[Stored entries]

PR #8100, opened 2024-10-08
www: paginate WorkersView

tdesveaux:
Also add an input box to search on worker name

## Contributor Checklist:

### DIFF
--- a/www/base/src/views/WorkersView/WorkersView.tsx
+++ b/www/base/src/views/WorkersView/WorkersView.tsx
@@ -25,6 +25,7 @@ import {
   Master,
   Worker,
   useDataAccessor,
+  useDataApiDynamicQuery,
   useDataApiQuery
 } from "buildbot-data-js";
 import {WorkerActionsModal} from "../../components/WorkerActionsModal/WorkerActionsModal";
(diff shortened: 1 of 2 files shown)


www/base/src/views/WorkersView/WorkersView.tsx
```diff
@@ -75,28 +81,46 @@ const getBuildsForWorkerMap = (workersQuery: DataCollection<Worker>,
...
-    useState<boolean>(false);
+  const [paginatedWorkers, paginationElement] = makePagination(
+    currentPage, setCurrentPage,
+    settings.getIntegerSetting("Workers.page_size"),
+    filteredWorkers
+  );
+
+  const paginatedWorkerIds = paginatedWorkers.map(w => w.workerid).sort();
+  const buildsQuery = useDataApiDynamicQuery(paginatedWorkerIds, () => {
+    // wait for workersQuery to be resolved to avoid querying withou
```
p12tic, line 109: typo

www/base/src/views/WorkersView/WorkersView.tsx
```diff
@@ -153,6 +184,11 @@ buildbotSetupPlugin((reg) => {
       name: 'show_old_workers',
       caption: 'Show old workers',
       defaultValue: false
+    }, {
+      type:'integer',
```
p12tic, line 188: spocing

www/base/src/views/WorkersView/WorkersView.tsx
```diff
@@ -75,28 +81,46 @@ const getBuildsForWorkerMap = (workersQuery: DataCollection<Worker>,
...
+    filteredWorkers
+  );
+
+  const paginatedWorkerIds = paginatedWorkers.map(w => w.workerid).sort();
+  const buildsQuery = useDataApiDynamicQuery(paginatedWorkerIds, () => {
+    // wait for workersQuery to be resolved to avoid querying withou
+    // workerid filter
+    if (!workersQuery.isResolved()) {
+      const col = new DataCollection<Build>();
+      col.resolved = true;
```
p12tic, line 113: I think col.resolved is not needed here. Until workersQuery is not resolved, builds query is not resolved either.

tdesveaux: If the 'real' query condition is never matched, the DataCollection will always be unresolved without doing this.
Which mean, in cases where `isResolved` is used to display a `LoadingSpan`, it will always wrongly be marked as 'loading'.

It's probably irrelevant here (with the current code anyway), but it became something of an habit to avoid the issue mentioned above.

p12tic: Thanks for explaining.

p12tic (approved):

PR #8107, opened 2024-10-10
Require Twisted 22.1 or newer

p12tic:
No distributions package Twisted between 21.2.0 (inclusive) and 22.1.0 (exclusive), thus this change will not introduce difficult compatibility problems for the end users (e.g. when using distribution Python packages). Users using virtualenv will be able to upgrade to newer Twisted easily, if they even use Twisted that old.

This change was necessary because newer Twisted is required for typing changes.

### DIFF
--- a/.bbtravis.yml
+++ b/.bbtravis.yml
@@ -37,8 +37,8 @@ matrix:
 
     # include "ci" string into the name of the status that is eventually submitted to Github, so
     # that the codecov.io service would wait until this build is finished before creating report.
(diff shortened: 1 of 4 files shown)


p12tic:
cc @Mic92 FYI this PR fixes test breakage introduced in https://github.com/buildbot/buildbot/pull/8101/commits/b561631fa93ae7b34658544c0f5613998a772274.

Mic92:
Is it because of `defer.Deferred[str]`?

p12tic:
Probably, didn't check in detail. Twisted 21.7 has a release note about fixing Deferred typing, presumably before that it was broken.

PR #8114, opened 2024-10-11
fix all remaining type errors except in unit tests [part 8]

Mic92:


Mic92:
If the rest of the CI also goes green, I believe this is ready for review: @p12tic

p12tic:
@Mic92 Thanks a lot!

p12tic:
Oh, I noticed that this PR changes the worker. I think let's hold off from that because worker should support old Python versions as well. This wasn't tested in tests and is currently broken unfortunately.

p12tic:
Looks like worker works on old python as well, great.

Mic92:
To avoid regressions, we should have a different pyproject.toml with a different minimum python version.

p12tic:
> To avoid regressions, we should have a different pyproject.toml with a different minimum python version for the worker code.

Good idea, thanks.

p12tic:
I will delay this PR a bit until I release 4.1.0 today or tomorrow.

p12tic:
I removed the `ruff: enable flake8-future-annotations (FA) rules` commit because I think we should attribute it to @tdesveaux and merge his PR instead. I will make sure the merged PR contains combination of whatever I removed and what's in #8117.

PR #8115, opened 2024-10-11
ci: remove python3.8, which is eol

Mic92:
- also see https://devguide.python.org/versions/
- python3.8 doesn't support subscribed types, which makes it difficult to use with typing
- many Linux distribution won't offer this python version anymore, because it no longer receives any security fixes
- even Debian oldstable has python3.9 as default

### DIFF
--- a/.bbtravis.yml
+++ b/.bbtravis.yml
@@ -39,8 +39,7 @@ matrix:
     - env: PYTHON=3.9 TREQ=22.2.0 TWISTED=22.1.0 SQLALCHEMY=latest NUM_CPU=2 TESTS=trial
...
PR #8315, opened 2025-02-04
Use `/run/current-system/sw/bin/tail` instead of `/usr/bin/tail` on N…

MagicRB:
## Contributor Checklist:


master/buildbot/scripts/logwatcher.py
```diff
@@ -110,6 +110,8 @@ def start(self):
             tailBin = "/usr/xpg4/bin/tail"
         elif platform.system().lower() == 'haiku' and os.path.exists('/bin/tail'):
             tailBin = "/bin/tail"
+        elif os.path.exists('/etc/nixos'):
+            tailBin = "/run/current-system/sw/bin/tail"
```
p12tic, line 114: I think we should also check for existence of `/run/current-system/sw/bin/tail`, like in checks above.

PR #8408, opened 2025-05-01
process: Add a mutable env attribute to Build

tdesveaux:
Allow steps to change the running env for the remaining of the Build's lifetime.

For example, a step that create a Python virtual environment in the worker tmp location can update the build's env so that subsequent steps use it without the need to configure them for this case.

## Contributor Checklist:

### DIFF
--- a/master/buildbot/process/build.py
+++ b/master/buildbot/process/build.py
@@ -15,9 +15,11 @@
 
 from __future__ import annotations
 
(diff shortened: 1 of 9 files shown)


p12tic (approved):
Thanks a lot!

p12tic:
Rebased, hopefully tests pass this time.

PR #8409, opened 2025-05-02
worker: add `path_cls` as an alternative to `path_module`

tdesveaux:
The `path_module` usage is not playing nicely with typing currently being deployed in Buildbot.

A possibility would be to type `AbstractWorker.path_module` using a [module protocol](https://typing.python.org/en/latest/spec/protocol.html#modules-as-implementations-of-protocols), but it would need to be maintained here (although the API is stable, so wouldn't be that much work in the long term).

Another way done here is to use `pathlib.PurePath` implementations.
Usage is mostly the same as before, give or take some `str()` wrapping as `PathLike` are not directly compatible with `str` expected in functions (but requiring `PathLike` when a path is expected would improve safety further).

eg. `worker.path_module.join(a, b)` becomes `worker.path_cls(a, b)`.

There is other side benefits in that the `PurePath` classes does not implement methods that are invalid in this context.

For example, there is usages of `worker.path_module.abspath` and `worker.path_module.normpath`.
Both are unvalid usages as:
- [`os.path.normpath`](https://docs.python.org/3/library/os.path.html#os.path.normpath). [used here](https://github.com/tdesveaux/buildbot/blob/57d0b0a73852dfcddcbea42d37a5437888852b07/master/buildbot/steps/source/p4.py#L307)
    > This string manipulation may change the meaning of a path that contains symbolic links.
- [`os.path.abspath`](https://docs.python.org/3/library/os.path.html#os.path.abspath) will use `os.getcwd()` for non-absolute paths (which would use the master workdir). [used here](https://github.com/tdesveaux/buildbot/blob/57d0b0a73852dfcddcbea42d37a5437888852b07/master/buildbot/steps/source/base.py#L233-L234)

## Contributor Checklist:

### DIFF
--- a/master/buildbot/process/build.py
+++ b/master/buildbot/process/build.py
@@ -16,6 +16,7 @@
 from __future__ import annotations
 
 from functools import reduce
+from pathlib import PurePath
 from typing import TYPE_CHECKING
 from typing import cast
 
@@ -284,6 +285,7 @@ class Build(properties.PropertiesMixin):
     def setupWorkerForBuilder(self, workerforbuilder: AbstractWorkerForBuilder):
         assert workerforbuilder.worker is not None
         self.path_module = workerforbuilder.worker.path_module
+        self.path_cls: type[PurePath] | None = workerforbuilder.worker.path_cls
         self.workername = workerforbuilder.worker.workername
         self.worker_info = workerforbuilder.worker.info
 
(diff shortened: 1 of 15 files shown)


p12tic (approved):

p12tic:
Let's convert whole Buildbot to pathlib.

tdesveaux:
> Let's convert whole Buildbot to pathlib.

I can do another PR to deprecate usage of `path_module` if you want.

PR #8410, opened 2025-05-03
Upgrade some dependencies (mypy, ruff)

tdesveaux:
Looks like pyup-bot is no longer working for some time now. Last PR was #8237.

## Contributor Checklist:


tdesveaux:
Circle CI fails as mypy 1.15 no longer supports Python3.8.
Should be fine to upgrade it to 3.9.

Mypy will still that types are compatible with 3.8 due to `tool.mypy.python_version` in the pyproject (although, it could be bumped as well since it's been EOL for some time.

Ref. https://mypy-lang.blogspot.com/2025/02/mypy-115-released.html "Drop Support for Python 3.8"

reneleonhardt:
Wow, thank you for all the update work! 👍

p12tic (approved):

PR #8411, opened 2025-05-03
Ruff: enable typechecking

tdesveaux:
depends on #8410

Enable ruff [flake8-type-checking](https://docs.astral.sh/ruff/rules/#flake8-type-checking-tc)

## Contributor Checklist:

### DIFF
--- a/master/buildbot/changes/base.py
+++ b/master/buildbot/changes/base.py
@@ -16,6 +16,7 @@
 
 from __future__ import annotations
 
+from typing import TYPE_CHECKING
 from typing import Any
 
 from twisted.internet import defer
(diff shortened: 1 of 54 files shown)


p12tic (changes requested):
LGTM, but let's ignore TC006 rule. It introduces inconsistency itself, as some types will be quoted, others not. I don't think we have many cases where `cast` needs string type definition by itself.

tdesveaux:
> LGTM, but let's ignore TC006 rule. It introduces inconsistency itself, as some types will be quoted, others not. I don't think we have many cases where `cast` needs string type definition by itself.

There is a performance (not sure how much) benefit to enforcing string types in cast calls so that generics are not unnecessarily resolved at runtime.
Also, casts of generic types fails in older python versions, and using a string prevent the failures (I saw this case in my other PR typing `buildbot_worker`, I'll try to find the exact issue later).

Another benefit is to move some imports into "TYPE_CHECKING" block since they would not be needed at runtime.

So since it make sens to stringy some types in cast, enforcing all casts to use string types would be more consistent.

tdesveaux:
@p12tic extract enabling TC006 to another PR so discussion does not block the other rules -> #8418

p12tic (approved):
--
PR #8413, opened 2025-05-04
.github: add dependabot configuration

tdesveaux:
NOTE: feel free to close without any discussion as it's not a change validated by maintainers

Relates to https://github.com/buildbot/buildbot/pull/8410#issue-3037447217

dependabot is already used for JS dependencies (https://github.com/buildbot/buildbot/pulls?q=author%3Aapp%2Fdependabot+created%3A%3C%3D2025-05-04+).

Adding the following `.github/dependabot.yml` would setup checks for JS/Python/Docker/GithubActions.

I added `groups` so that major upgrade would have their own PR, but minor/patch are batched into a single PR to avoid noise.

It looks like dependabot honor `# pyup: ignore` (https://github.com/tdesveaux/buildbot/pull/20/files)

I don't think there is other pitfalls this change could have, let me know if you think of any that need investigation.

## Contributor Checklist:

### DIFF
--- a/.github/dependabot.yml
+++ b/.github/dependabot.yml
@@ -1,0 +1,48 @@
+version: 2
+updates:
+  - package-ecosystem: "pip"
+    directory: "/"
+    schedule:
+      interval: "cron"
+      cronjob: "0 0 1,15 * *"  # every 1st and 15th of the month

▶ _Your objective_
Please state how many lines in the entries include the string "discussion", giving no more than the number.

▶ _Answer space_
2